# pole barn



## natisha (Jan 11, 2011)

That size would be OK for one horse but is too small for 3, even if they liked each other.


----------



## Corporal (Jul 29, 2010)

That's a small budget. =/. I think you'll get a shelter out of it--where do you live? Also, how do intend to store hay/grain? I've been on several threads and a few of us have talked about buying materials for building a few pieces at a time, then, when accumulated, we can advance and finish our building projects.
Lowe's sells leftover pieces that the suburbanites don't want to store after they've paid their 25 cents/cut. Usually Mondays and Tuesdays are the best days to buy these--some pieces are quite large. I've paid between 25 cents/piece to $1/piece. Often there will be damage on the corner of a 1/2" or 3/4" section of plywood--I've gotten some of those pieces almost 4'x8' for my building projects. They throw away whatever doesn't clearance out. Don't use particle board outside bc it will rot out on you. Hope this helps you. =D


----------



## ridingforafall (Feb 3, 2012)

the 8X10 would be for each horse.
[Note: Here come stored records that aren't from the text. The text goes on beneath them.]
PR #2763, opened 2026-06-11
BB-788: Log stuck task identities on rebalance timeout

anurag4DSB:
Note: 1 test failing on this branch is a known and not related to this PR

When the rebalance drain timeout fires, the stuck-consumer error line now says what the
consumer was stuck on: queue depth, running count, and the kafka coordinates + message
key of up to 10 in-flight tasks. Keys are logged whole (their size is already bounded
by arsenal's objectKeyByteLimit). The cap of 10 equals the default consumer
concurrency, so the line can list a full default in-flight set but never grows past
~11KB worst case; the list is oldest-first, so the wedged tasks always lead it, and
anything beyond ten would be the newest, least suspicious entries. Runs once, in the
drain-timeout path only — zero per-message work. Stacked on #2761.

A real line, captured from the functional suite (single line in the logs, wrapped here):

```json
{"name":"BackbeatConsumer","time":1781182870950,
 "topic":"backbeat-consumer-spec-shutdown","groupId":"bucket-processor-0.274398999",
 "queueLen":0,"running":1,
 "stuckTasks":[{"topic":"backbeat-consumer-spec-shutdown","partition":0,"offset":142,"key":"key"}],
 "level":"error","message":"rdkafka.rebalance timeout: consumer stuck, disconnecting",
 "hostname":"...","pid":76103}
```

On a CRR processor the same line carries `topic: backbeat-replication`,
`groupId: backbeat-replication-group-<site>` (configured groupId + site), and
`key: <bucket>/<object-key>` — the key the populator sets when publishing the entry
(`ReplicationQueuePopulator.js`). The key names the wedged object, partition/offset let
you fetch the exact message back from kafka, and grepping the processor log for the key
shows how far the task got.

Ten is also sufficient because nothing beyond it is lost: `running` minus the listed
tasks says how many more were in flight, and the remainder is recoverable two ways --
dump the partition from the lowest listed offset with kafka tools (every message key
names its object), or just wait: the next partition owner re-runs every uncommitted
entry and logs each one as it goes.

### DIFF
--- a/lib/BackbeatConsumer.js
+++ b/lib/BackbeatConsumer.js
@@ -19,6 +19,9 @@ const { unassignStatus } = require('./constants');
 // controls the number of messages to process in parallel
 const CONCURRENCY_DEFAULT = 1;
 const CLIENT_ID = 'BackbeatConsumer';
+// max in-flight task identities included in a log line, so the line
+// stays small at any configured concurrency
+const IN_FLIGHT_TASKS_LOG_LIMIT = 10;
 const { withTopicPrefix } = require('./util/topic');
 
 /**
@@ -497,6 +500,27 @@ class BackbeatConsumer extends EventEmitter {
         };
     }
 
+    /**
+     * Snapshot of the entries currently being processed, for
+     * observability (e.g. naming the tasks stuck past the rebalance
+     * drain timeout). Capped at IN_FLIGHT_TASKS_LOG_LIMIT tasks; a
+     * wedged task never finishes, so it is always among them.
+     *
+     * @return {object[]} one item per in-flight task:
+     * { topic, partition, offset, key }; [] when there is no
+     * processing queue
+     */
+    getInFlightTasks() {
+        return (this._processingQueue?.workersList() || [])
+            .slice(0, IN_FLIGHT_TASKS_LOG_LIMIT)
+            .map(w => ({
+                topic: w.data.topic,
+                partition: w.data.partition,
+                offset: w.data.offset,
+                key: w.data.key && w.data.key.toString(),
+            }));
+    }
+
     _scheduleNextTryConsume() {
         this._tryConsumedTimeout = setTimeout(this._tryConsume.bind(this), 1000);
     }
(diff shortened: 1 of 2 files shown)


tcarmet (approved):

dvasilas (approved):

anurag4DSB:
rebased

anurag4DSB:
/bypass_build_status


*EDIT*: Update: This was issued with discussion with lead for only 1 test: like it was done [here](https://github.com/scality/backbeat/pull/2749#issuecomment-4659914715)
But on integration branches due to architecture change the tests started failing which was missed due to the bypass.

Learning: When using bypass, check all 5 integration branches' CI
Action: Update BB 9.3.x in Federation https://scality.atlassian.net/browse/S3C-11332 to avoid the overhead of reviewing 6 branches for 1 change

francoisferrand:
> /bypass_build_status
> 
> _EDIT_: Update: This was issued with discussion with lead for only 1 test: like it was done [here](https://github.com/scality/backbeat/pull/2749#issuecomment-4659914715) But on integration branches due to architecture change the tests started failing which was missed due to the bypass.
> 
> Learning: When using bypass, check all 5 integration branches' CI Action: Update BB 9.3.x in Federation https://scality.atlassian.net/browse/S3C-11332 to avoid the overhead of reviewing 6 branches for 1 change

- if one test is _flaky_, just re-running the build is enough to merge the PR ; and much safer the bypassing build status altogether
- we are all in the same boat here, when a flaky test is found we should try to fix it (even if not the same PR) instead of trying to work around it

anurag4DSB:
> * if one test is _flaky_, just re-running the build is enough to merge the PR ; and much safer the bypassing build status altogether'

We retried many times, it failed everytime, even on 9.0.


> * we are all in the same boat here, when a flaky test is found we should try to fix it (even if not the same PR) instead of trying to work around it

Indeed, we created this ticket for it and then it was decided to work on it later: https://scality.atlassian.net/browse/BB-782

We have been buying things off of ksl and getting good deals we just bought some metal roofing, more plywood and 2x4s my husband is getting them tomorrow.


----------



## Darrin (Jul 11, 2011)

The 8x10 will work for you current horse but not for the additions. Build the 8x10 now and start buying your expansion a bit at a time. By the time you get your new horses you should be able to expand.


----------



## ridingforafall (Feb 3, 2012)

*yay*

we ended up getting some stuff second hand. We spent a total of $323 and build 2 10x10 stalls! thank you guys for your help!!!


----------